China's trade in unwrought aluminium alloy has undergone a structural transformation over the last year.

The country has historically been a net exporter of aluminium in this form, with outbound shipments averaging around 515,000 tonnes per year between 2015 and 2019.

Last year, however, China imported 1.2 million tonnes of unwrought alloy and has remained a net importer through the first four months of 2021 to the tune of 246,000 tonnes.

Goldman Sachs analysts last year highlighted a change in construction materials as the booster for alloy demand. A growing number of provinces have banned the use of timber for casting form work in the channels used to lay concrete. ("Aluminium: China's tightness set to continue into 2021", Oct. 27, 2020)

The switch to aluminium alloy for form casting was expected to boost demand by 500,000 tonnes last year alone, the bank said.

Increased appetite for alloy has coincided with reduced imports of scrap aluminium, used in the alloy production melt.

China has relented on its plans to ban completely imports of recyclable metal, allowing higher-grade "resource" to once again enter the country.

Imports of aluminium scrap have started rising again. The tally of 333,600 tonnes bulk weight over January-April was up 23% year on year. But the recovery in volumes has been muted relative to copper scrap flows, which have surged by 82% over the same period.

It remains to be seen whether the scrap-alloy supply chain has irreversibly changed in reaction to Beijing's previous policy of steadily tightening scrap purity thresholds.


China has been a net importer of primary aluminium every month since December 2019. Net imports totalled 1.06 million tonnes last year and were 486,000 tonnes over the first fourth months of 2021.

Monthly flows have been more volatile than those of alloy and are likely to remain so, being more directly impacted by the fluctuating arbitrage between the London and Shanghai markets.

But underlying the monthly noise is the combination of China's stimulus-fuelled manufacturing recovery and signs that the country's giant smelter sector has run out of expansion road.

There is a theoretical gap between current run-rates and the government's official 45 million-tonne-per-year capacity cap, but it's partly filled with "illegal" capacity that was ordered to be closed during the reforms of the sector last decade.
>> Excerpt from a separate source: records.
PR #2871, opened 2021-03-04
Added ANY functions for arrays.

### LINKED ISSUE #1660: postgres Array queries do not seem to be supported!
[Table(Name = "dd")]
public partial class dd
{
        [Column(Name = "dd", DataType = DataType.VarChar, Length = 255)]
        public System.String[] source { get; set; }
}

using (var con = DB.GetConnection())
 {
      var sql = con.Entity.dd.Where(c => c.source.Contains("2"));
      var data2 = sql.ToList();
}

throw:
LinqToDB.Linq.LinqException:“'c.source.Contains("2")' cannot be converted to SQL.”

sdanyliv:
Partially fixe_s #1660

### DIFF
--- a/Source/LinqToDB/DataProvider/PostgreSQL/PostgreSQLExtensions.cs
+++ b/Source/LinqToDB/DataProvider/PostgreSQL/PostgreSQLExtensions.cs
@@ -310,6 +310,42 @@ namespace LinqToDB.DataProvider.PostgreSQL
 			throw new LinqException($"'{nameof(ArrayToString)}' is server-side method.");
 		}
 
+		[Sql.Extension("{value} = ANY({array})", ServerSideOnly = true, CanBeNull = true, Precedence = Precedence.Primary, IsPredicate = true)]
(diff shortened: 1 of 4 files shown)


MaceWindu (approved):

Evengard:
Does this support standart linq methods such as Contains and/or Any? Or it is a special method only?

MaceWindu:
for now special methods only.
Not sure we should map generic `Contains`/`Any` methods by default. @sdanyliv ?

sdanyliv:
We can, but it needs additional effort.

Evengard:
Well, people first impulse would to attempt to use the generic Any/Contains methods first, only to end up with an exception. While, for example, window functions do need some explicit syntax, the array type is basically an enumeration, so seems logical to work with it like with any other enumerations... And the "ANY()" method from pgsql seems to be logical to be mapped to Linqs Any, even the names match.

That's just my two cents though. I have no ideas how hard is it, as it is a really complex library.

PR #2878, opened 2021-03-06
[PostgreSQL] ANY methods rename

MaceWindu:
Proposed rename of methods, introduced by #2871


sdanyliv (approved):

MaceWindu:
@viceroypenguin  what do you think? or should it use `Equals` instead of `Equal`?

viceroypenguin:
I'm good w/ "equal to" over "equals", but I wonder if we should add the word `If` in there, if that would read better?`Sql.Ext.PostgreSQL().ValueIsEqualToAny(value, array)`, `Sql.Ext.PostgreSQL().ValueIsLessThanAny(value, array)`, etc.  That would make the "equal to" much more natural as well.

viceroypenguin (approved):

PR #2879, opened 2021-03-07
Partial fix for transaction isolation level for multi-statement eager load sql server queries

### LINKED ISSUE #2790: The transaction isolation level is not reset when the connection is closed
Hello.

This means the operational gap is much smaller right now. Moreover, China's pivot to decarbonisation is already causing problems for an aluminium sector that is heavily dependent on coal for its energy.

Energy-related curtailments in Inner Mongolia have so far been modest but the direction of travel is clear, particularly since the local government has pledged not to approve new aluminium smelter projects as it tries to meet energy efficiency targets.

The rest of the world has become used to China's ability to fire up a couple of new smelters on any sign of price strength. Indeed, its previous enthusiasm for doing so is why so much metal has seeped out of the domestic market in the form of semi-manufactured product exports.

But there is a growing awareness, both within China and everywhere else, that this particular chapter of the aluminium story is now drawing to a close.


It's hard to overstate the significance of China's new-found need to import aluminium from the rest of the world.

The country's seemingly endless build-out of new smelting capacity has exerted a constant dampening effect on price to the point that many Western smelters have given up the ghost over the last 20 years.

If China is now at or close to peak production, the biggest single restraint on higher prices is removed, which is why investment banks such as Goldman Sachs and Citi have turned structurally bullish on the aluminium price.

There is also a political effect as well.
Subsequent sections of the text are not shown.